Note: Shadow Stack

(This idea is based on Nimrod's debugging facilities.)

We cannot integrate very well with GDB out of the box. We emit many local C variables that are of no interest to Flect programmers, stack traces will contain mangled names, types will not look natural, etc. Eventually, when the GDB developers reach their goal of making Python scripting able to add support for entirely new languages, we should be able to integrate properly with it. But for now, we need to roll our own debugging infrastructure.

So what we do to get some sort of debugging support is that we instrument programs with a shadow stack when they're compiled in debug mode. All local variables get an entry in the shadow stack which is kept up to date whenever a local variable changes. This shadow stack is then used to retrieve the state of the program when it is paused. It's also useful to construct stack traces (although not as effectively as e.g. libunwind would be able to).

At the entry of every function, we insert a local frame object which we link to the last frame object (stored in a TLS variable). We then initialize the object with some information about the function (name, containing module, source code location, address, etc). Then, we initialize the list of local variables and their types in the frame. Now, for every local variable reference (those that are not compiler-generated temporaries), we replace local_name with frame.local_name. This means that all locals live on the shadow stack.

Whenever the program is stopped (e.g. via the breakpoint function), the debugger API can trivially ask the shadow stack what the values of variables are, and even mutate them.

A stack frame object looks like this:

priv struct GenericShadowStackFrame {
    pub prev : *mut GenericShadowStackFrame;

    pub fn_name : str;
    pub fn_module : str;
    pub fn_file : str;
    pub fn_line : u32;
    pub fn_column : u32;
    pub fn_address : fn() -> unit;
}

For every function, a more specialized frame is generated:

priv struct ShadowStackFrame__func {
    pub base : GenericShadowStackFrame;

    // For every local, holds its name, type info, and a pointer to
    // the appropriate field emitted below.
    pub locals : [(str, &core::meta::TypeInfo, *mut u8) .. $num_locals];

    // For each local, emit:
    // pub local_$name : $type;
}

And we have a TLS variable in the core library:

priv mut tls last_frame : *mut GenericShadowStackFrame = null;

So let's look at an example translation of a function.

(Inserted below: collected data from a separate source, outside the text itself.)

PR #127, opened 2020-12-22
FDS-91 - Fix checkbox not resetting to the original value if canceled

lordpixel:
The checkbox module in `display` mode was using the `isChecked` value from its `local state`, which is incorrect. The value to  `display` should always come from the actual data,  as it is the only source of truth.

x8Gr47Uy9A

This PR fixes the bug by implementing the `useCheckboxState` hook for the checkbox' state as well as other minor changes.

FDS-91 fix

During our pair-programing session we discovered some other issues which we'll address in future PRs, once the relevant tasks are created.

### DIFF
--- a/packages/cascara/src/modules/DataCheckbox/DataCheckbox.js
+++ b/packages/cascara/src/modules/DataCheckbox/DataCheckbox.js
@@ -1,8 +1,8 @@
 import React, { useContext } from 'react';
-import { Checkbox } from 'reakit/Checkbox';
+import { Checkbox, useCheckboxState } from 'reakit/Checkbox';
 import pt from 'prop-types';
+
 import { ModuleContext } from '../context';
-import useToggle from '../../hooks/useToggle';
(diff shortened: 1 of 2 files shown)


packages/cascara/src/modules/DataCheckbox/DataCheckbox.js
```diff
@@ -36,20 +36,18 @@ const DataCheckbox = ({
     attribute && record
       ? getAttributeValueFromRecord(attribute, record)
       : value;
-  const [isChecked, setIsChecked] = useToggle(Boolean(finalValue));
+  const checkbox = useCheckboxState({ state: Boolean(finalValue) });
```
brianespinosa, line 39: @lordpixel I think it is best that we leave out the other work of making these modules more simple and getting the value from the record and passing it in at the Body/Row level in a separate PR. Thank you for leaving that out here so we can get the fix in first. 👍🏽

brianespinosa (approved):

PR #131, opened 2021-01-06
FDS-75 - use node v12.20.0 (LTS)

lordpixel:
Hi team,

Nodejs has been set to v12 for the monorepo as well as any child project/config that also enforces a specific version.

Smoke tests were performed to all commands for the monorepo such as:
`
$yarn install
`
`
$yarn cascara build
`
`
$yarn docs start
`
`
$yarn docs build
`
`
$yarn cosmos
`
`
$yarn cosmos:build
`
`
$yarn test
`
`
$yarn lint
`
`
$yarn tokens
`

Could you please double check everything works OK in case I've had missed something?

Thanks


rollup.config.js
```diff
@@ -84,7 +84,7 @@ export const getRollupConfig = ({ pwd, babelConfigFile }) => {
   const esConfig = {
     input,
     output: {
-      dir: `${SOURCE_DIR}/${pkgConfig?.module?.replace('/index.js', '')}`,
+      dir: `${SOURCE_DIR}/${pkgConfig.module.replace('/index.js', '')}`,
```
brianespinosa, line 87: @lordpixel was there a reason we needed to remove the optional chaining in Node 12 here? I think this syntax was used for packages that might not necessarily have a `module` parameter declared.

brianespinosa (changes requested):
One change and a question. But I do not think these should be major. This should be ready to merge pretty quick.

docs/package.json
```diff
@@ -9,7 +9,7 @@
   },
   "dependencies": {
     "@espressive/cascara": "file:../packages/cascara",
-    "@espressive/legacy-css": "latest",
+    "@espressive/legacy-css": "2.0.1",
```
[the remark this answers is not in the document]
lordpixel: This kills the build, that's why I used the specific version.

rollup.config.js
lordpixel: The elvis op. sees not to be supported. Rollup didn't like it.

pub fn mul(i : i32, j : i32) -> i32 {
    let val = i * j;
    val;
}

This will be translated (roughly, and skipping mangling) to:

/* In the core library. */
__thread GenericShadowStackFrame *last_frame = 0;

/* In the executable. */
void mul(int i, int j) {
    struct ShadowStackFrame__mul {
        GenericShadowStackFrame base;

        struct {
            struct {
                const char *p;
                size_t l;
            } e1; /* Local name (pointer/length pair). */
            void *e2; /* Type info pointer. */
            void *e3; /* Local storage pointer. */
        } locals[1];

        int local_val;
    } frame;

    frame.base.parent = &last_frame;
    last_frame = &frame.base; /* Strictly speaking, could just be &frame. */

    frame.base.fn_name.p = "mul";
    frame.base.fn_name.l = 3;
    frame.base.fn_module.p = /* ... */;
    frame.base.fn_module.l = /* ... */;
    frame.base.fn_file.p = /* ... */;
    frame.base.fn_file.l = /* ... */;
    frame.base.fn_line = /* ... */;
    frame.base.fn_column = /* ... */;
    frame.base.fn_address = &mul;

    frame.locals[0].e1.p = "val";
    frame.locals[0].e1.l = 3;
    frame.locals[0].e2 = &/* ... type info symbol ... */;
    frame.locals[0].e3 = &frame.local_val;

    frame.local_val = i * j;

    return frame.local_val;
}

This does of course mean significantly larger stack frames in debug builds. Unfortunately, we can't do much about that.